=== TASK ===
The records that follow must be reproduced in full, exactly as written.

——————————

PR #8879, opened 2020-12-21
Testing: Post Full Page, Then Immediately Comment

noi5e:
Merge this PR first! (I have another one open at #8881)

- Also made new helper function to retrieve node path in the comment tests.


test/system/comment_test.rb
```diff
@@ -15,27 +15,32 @@ def setup
...
     test "#{page_type_string}: addComment(comment_text, submit_url)" do
-      node_name == :wiki_page ? (visit nodes(node_name).path + '/comments') : (visit nodes(node_name).path)
+      visit get_visit_path(node_name, nodes(node_name).path)
       page.evaluate_script("addComment('#{comment_text}', '/comment/create/#{nodes(node_name).nid.to_s}')")
       assert_selector('#comments-list .comment-body p', text: comment_text)
     end
 
     test "#{page_type_string}: reply to existing comment" do
-      node_name == :wiki_page ? (visit nodes(node_name).path + '/comments') : (visit nodes(node_name).path)
+      visit get_visit_path(node_name, nodes(node_name).path)
```
Sagarpreet, line 42: This is repeated 2 times, is it intentional?

test/system/comment_test.rb
```diff
@@ -80,8 +85,47 @@ def setup
       find("p", text: comment_response_text)
     end
 
+    test "post #{page_type_string}, then comment on FRESH #{page_type_string}" do
+      title_text, body_text = String.new, String.new
+      case page_type_string
```
Sagarpreet, line 90: Wow, this is really cool !!
How is `page_type_string ` getting substituted?

test/system/comment_test.rb
noi5e: Hi Sagarpreet! Which part are you thinking about?
1. `visit get_visit_path` looks a little redundant and confusing, maybe I should rename the method to something like get_path or get_path_string.
  - visit is the testing method that visits the page
  - get_visit_path is a helper function I wrote to retrieve the path for the testing node. mainly because wiki comments are only viewable at /wiki/wiki-name/comments. (i have to add '/comments' to the end of the path string)
2. there were two addComment tests that existed before I was an intern. for some reason, there are two tests for this function. one tests addComment(text, URL), the other just addComment(text).
- I was thinking that maybe these tests aren't necessary, aren't really 'system' tests, and could be removed.

test/system/comment_test.rb
noi5e: It's happening here: https://github.com/publiclab/plots2/blob/9fb5d65ffa744623064a5c6353618c01c6c33ea4/test/test_helper.rb#L43-L50

Helper function that returns the name of the node fixture :)

test/system/comment_test.rb
jywarren: I like `get_path` here, thanks!

If the 2 old tests are redundant and you're confident we test them in other ways, that's fine. Are they not system tests because they test only the functions and not the full-stack interaction? I think there may be an ambiguity because there wasn't another way to test JS functions, and these would address both JS and Ruby, so they are "mostly-full-stack" still... what do you think?

My apologies for missing this PR i see it's been open a while. Thanks!

jywarren: We can merge before or after changing to `get_path` and if you'd still like to eliminate the old tests we can do that in another PR, perhaps? Thank you!!!

jywarren (approved):

test/system/comment_test.rb
noi5e: Changed to `get_path`...

Re: `addComment`, that's a good point, I guess the JS wouldn't be tested in any other way besides here. They're also pretty lightweight and fast-running (compared to mine 😛). 

It seems like `addComment` isn't used anywhere on the site besides in these tests... Yet! I guess that'll be one of the things I do, to try to implement it in most comment forms (it's on my to-dos in the planning issue)... I think once that goes live, then these tests could be removed, because the the manual commenting tests would run via `addComment`.

noi5e:
Ready to merge!

jywarren:
Awesome! Just one conflict to resolve!!

noi5e:
Resolved!

jywarren:
Fantastic!!!!

PR #8881, opened 2020-12-22
Testing: Post Replies with Multiple Comment Boxes Open

noi5e:
I have another PR open at #8879, merge that one first!

- Made new fixtures for question, wiki, note -- each with multiple comments on them.
  - I tried adding comments to the existing fixtures, but the assertions for earlier tests throw errors because Capybara expects to find just one element, but finds several.
  - It seemed a lot easier to just make new fixtures, rather than rewrite the old tests... For now.
- Because of the new fixtures, I also had to alter the assertions in unit tests that count questions, wikis, notes. We ran into this problem before (I'll rewrite these someday!)

### DIFF
--- a/test/fixtures/comments.yml
+++ b/test/fixtures/comments.yml
@@ -162,16 +162,79 @@ comment_by_first_time_user:
   timestamp: <%= Time.now.to_i + 10 %>
   thread: /01
 
-reply_to_this_comment:
+reply_to_this_comment: # comment on question, for comment system tests
   uid: 1
   nid: 37
   status: 1
   comment: Uhh...
   timestamp: <%= Time.now.to_i + 10 %>
 
-note_comment_for_responses:
+note_comment_for_responses: # comment on note, for comment system tests
   uid: 1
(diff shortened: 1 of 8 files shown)


jywarren:
> It seemed a lot easier to just make new fixtures, rather than rewrite the old tests... For now.

Another way to do it is to add the comments within the test, using `@node.add_comment(...)` - esp if they're only going to be used in these tests. But, it's a stylistic or maintainability-related preference and your approach sounds great! This looks good and we can wait on #8879 before merging this but it looks super to me!!

jywarren (approved):

noi5e:
Thank you @jywarren, I didn't know about `@node.add_comment(...)`, will definitely look into that. 

I'll make some time toward the end of the internship to clean up all the tests and fixtures I'm making, will probably use that if these fixtures don't get much use.

noi5e:
Oh yeah this is ready to merge too!

jywarren:
Yay!!!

——————————

=== WRITTEN REPLY ===
PR #8879, opened 2020-12-21
Testing: Post Full Page, Then Immediately Comment

noi5e:
Merge this PR first! (I have another one open at #8881)

- Also made new helper function to retrieve node path in the comment tests.


test/system/comment_test.rb
```diff
@@ -15,27 +15,32 @@ def setup
...
     test "#{page_type_string}: addComment(comment_text, submit_url)" do
-      node_name == :wiki_page ? (visit nodes(node_name).path + '/comments') : (visit nodes(node_name).path)
+      visit get_visit_path(node_name, nodes(node_name).path)
       page.evaluate_script("addComment('#{comment_text}', '/comment/create/#{nodes(node_name).nid.to_s}')")
       assert_selector('#comments-list .comment-body p', text: comment_text)
     end
 
     test "#{page_type_string}: reply to existing comment" do
-      node_name == :wiki_page ? (visit nodes(node_name).path + '/comments') : (visit nodes(node_name).path)
+      visit get_visit_path(node_name, nodes(node_name).path)
```
Sagarpreet, line 42: This is repeated 2 times, is it intentional?

test/system/comment_test.rb
```diff
@@ -80,8 +85,47 @@ def setup
       find("p", text: comment_response_text)
     end
 
+    test "post #{page_type_string}, then comment on FRESH #{page_type_string}" do
+      title_text, body_text = String.new, String.new
+      case page_type_string
```
Sagarpreet, line 90: Wow, this is really cool !!
How is `page_type_string ` getting substituted?

test/system/comment_test.rb
noi5e: Hi Sagarpreet! Which part are you thinking about?
1. `visit get_visit_path` looks a little redundant and confusing, maybe I should rename the method to something like get_path or get_path_string.
  - visit is the testing method that visits the page
  - get_visit_path is a helper function I wrote to retrieve the path for the testing node. mainly because wiki comments are only viewable at /wiki/wiki-name/comments. (i have to add '/comments' to the end of the path string)
2. there were two addComment tests that existed before I was an intern. for some reason, there are two tests for this function. one tests addComment(text, URL), the other just addComment(text).
- I was thinking that maybe these tests aren't necessary, aren't really 'system' tests, and could be removed.

test/system/comment_test.rb
noi5e: It's happening here: https://github.com/publiclab/plots2/blob/9fb5d65ffa744623064a5c6353618c01c6c33ea4/test/test_helper.rb#L43-L50

Helper function that returns the name of the node fixture :)

test/system/comment_test.rb
jywarren: I like `get_path` here, thanks!

If the 2 old tests are redundant and you're confident we test them in other ways, that's fine. Are they not system tests because they test only the functions and not the full-stack interaction? I think there may be an ambiguity because there wasn't another way to test JS functions, and these would address both JS and Ruby, so they are "mostly-full-stack" still... what do you think?

My apologies for missing this PR i see it's been open a while. Thanks!

jywarren: We can merge before or after changing to `get_path` and if you'd still like to eliminate the old tests we can do that in another PR, perhaps? Thank you!!!

jywarren (approved):

test/system/comment_test.rb
noi5e: Changed to `get_path`...

Re: `addComment`, that's a good point, I guess the JS wouldn't be tested in any other way besides here. They're also pretty lightweight and fast-running (compared to mine 😛). 

It seems like `addComment` isn't used anywhere on the site besides in these tests... Yet! I guess that'll be one of the things I do, to try to implement it in most comment forms (it's on my to-dos in the planning issue)... I think once that goes live, then these tests could be removed, because the the manual commenting tests would run via `addComment`.

noi5e:
Ready to merge!

jywarren:
Awesome! Just one conflict to resolve!!

noi5e:
Resolved!

jywarren:
Fantastic!!!!

PR #8881, opened 2020-12-22
Testing: Post Replies with Multiple Comment Boxes Open

noi5e:
I have another PR open at #8879, merge that one first!

- Made new fixtures for question, wiki, note -- each with multiple comments on them.
  - I tried adding comments to the existing fixtures, but the assertions for earlier tests throw errors because Capybara expects to find just one element, but finds several.
  - It seemed a lot easier to just make new fixtures, rather than rewrite the old tests... For now.
- Because of the new fixtures, I also had to alter the assertions in unit tests that count questions, wikis, notes. We ran into this problem before (I'll rewrite these someday!)

### DIFF
--- a/test/fixtures/comments.yml
+++ b/test/fixtures/comments.yml
@@ -162,16 +162,79 @@ comment_by_first_time_user:
   timestamp: <%= Time.now.to_i + 10 %>
   thread: /01
 
-reply_to_this_comment:
+reply_to_this_comment: # comment on question, for comment system tests
   uid: 1
   nid: 37
   status: 1
   comment: Uhh...
   timestamp: <%= Time.now.to_i + 10 %>
 
-note_comment_for_responses:
+note_comment_for_responses: # comment on note, for comment system tests
   uid: 1
(diff shortened: 1 of 8 files shown)


jywarren:
> It seemed a lot easier to just make new fixtures, rather than rewrite the old tests... For now.

Another way to do it is to add the comments within the test, using `@node.add_comment(...)` - esp if they're only going to be used in these tests. But, it's a stylistic or maintainability-related preference and your approach sounds great! This looks good and we can wait on #8879 before merging this but it looks super to me!!

jywarren (approved):

noi5e:
Thank you @jywarren, I didn't know about `@node.add_comment(...)`, will definitely look into that. 

I'll make some time toward the end of the internship to clean up all the tests and fixtures I'm making, will probably use that if these fixtures don't get much use.

noi5e:
Oh yeah this is ready to merge too!

jywarren:
Yay!!!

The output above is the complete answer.